As in prior communications, these comments also address certain subjects that have either been reported in the media or have been otherwise publicly-discussed by that competing hostile bidder.
- Where Do Matters Stand Now? Savanna’s shareholders still have two competing business combination proposals to consider, one being the Arrangement negotiated co‐operatively between Western and Savanna; and the other being the very acrimonious hostile bid by Total. Using share prices on March 16, 2017, the market value of the Western offer to Savanna’s shareholders is $2.19 per Savanna share, while the market value of the Total offer is $1.92 per share. While Total has recently published yet another windy press release that tries to say that $1.92 is better than $2.19, the facts are that the value of the Western offer is now 14.1% higher than the Total offer.
- Western Has Materially Increased Its Offer
Western’s initial offer to Savanna, at the end of Savanna’s process, was already the best offer on the table. That offer was fully accepted by Savanna, as previously disclosed and represented consideration that Savanna’s board, on the advice of its financial advisors considered to be fair to Savanna shareholders. However, after fluctuations among the share prices of all three companies following announcement, Western determined that it was prepared to increase the consideration payable in the Arrangement to create a larger margin of difference, so that anyone with a calculator could readily see that the Western offer price is demonstrably higher.

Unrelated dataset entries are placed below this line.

PR #959, opened 2022-03-17
collapse formating

storyaddict:
This PR Does the following:

- Adds collapsable section HTML to a few articles.

- Subsequent changes will be done on a per article basis per Thomas' request.


storyaddict:
Can we get a change made @leviport or @ahoneybun to allow for these in-line HTML rules so we can pass lint?

storyaddict:
It looks like it only sent one of the changed docs (with the collapse-able sections...odd. Well that is more in-line with what Thomas wanted anyway.

jacobgkau (changes requested):
I'm not sure if we need to get UX involved in this, but it seems kind of weird to have all of the content hidden with only headings visible by default.

Screenshot from 2022-03-18 13-42-02

I end up having to click a lot just to read the article. The nested expanders in e.g. the Deja Dup section is certainly too much.

https://user-images.githubusercontent.com/7199422/159073563-a046920d-eb52-41e3-b501-d282d59bda1f.mp4

This also breaks the Table of Contents; clicking on a subsection doesn't work if the subsection hasn't been expanded yet.

gangwerz:
To make the sections open by default, you can use the below form of the `<details>` tag with the `open` attribute added.
```html
<details open>
....
</details>
```

storyaddict:
So after consulting with @thomas-zimmerman and @gangwerz , we still want the collapse-able sections as an option. Not for every segment though. We *do* want the ability to navigate to sections from the ToC even if collapsed, if at all possible.

Ampersandstorm (commented):
Not sure if my review is needed here, but I'm on board with Jacob's suggestions regarding this feature.

storyaddict:
I'm fine with "open" being the rule not the exception, but we do want some particular sections of certain articles to start collapsed. Going to play with this now.

gangwerz:
PR #972 may change the trajectory of these changes.

storyaddict:
Closing these collapsible section PRs for now as we may be moving to mdbook.

PR #960, opened 2022-03-18
Audio collapsable

storyaddict:
This PR adds expandable sections to a few documents (which were supposedly in the previous PR), with a focus on the audio article.

### DIFF
--- a/content/add-a-printer-pop.md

It has been publicly-disclosed that Total had entered into conditional, soft lock-Up Agreements with each of: Franklin Bissett Investment Management (“Franklin Bissett“); Invesco Canada Ltd. (“Invesco“); and Foyston, Gordon & Payne Inc. (“Foyston“). The terms of those agreements allow Franklin Bissett, Invesco and Foyston to tender to a superior offer, which is normal for fiduciaries of investors’ money. However, the lock-up agreements allow Total time to respond to a superior alternative transaction proposal. Accordingly, Franklin Bissett, Invesco and Foyston may have needed time in advance of the expiry of Total’s offer to avoid being compelled to tender their Savanna shares to Total’s inferior offer. These factors led to Western’s decision to increase the consideration payable on the prompt timeline it followed.
The potential for actual acceptance of the Total offer by Franklin Bissett, Invesco and Foyston runs the risk, of course, of depriving all Savanna shareholders of the higher value in the Western offer, because these shareholders’ cumulative holdings (43.5 % of Savanna shares) will be so highly influential in the outcome. Western continues to be most willing to engage with Franklin Bissett, Invesco and Foyston in relation to any further information needed in respect of the Western offer.
- “Where’s the Beef?”
By now, it should be abundantly clear that Total neither wishes to increase its offer to Savanna to a higher price, nor to cede the opportunity to Western. Total’s strategy, instead, has been to argue, criticize, threaten and fight about nearly everything. If Total were to succeed in its bid, it is, of course, very difficult to see such an approach and such overall conduct being conducive to actually managing and operating Savanna’s complex businesses.
In both an old restaurant advertisement and a prior U.S. political campaign, the question that was asked was “Where’s the Beef?” Despite Total’s various references to a purported willingness to pay more to acquire Savanna, including in Schedule “A” to its prior Notice of Variation, Western is the one which has actually put the highest offer amount on the table. Perhaps it is time for Total to put away its thesaurus and take out its chequebook, if it wishes to continue in the auction; or else withdraw in favor of the Western offer if it does not wish to increase its low offer, which Savanna has rejected.
- Western Still Knows More About the Drilling and Well Servicing Businesses; and Honey Still Works Better than Vinegar
In addition to the better economics of the Western offer, Western remains the far better strategic fit for Savanna and has vastly more experience in, and commitment to, the contract drilling and well servicing businesses, than does Total. Total only derives a meagre 6% of its revenues from these lines of business. If Total were to be successful, it would then need to figure out how to manage the Savanna businesses properly, after having criticized and threatened litigation against the very people who are needed to work very hard to create continuity and to generate future results.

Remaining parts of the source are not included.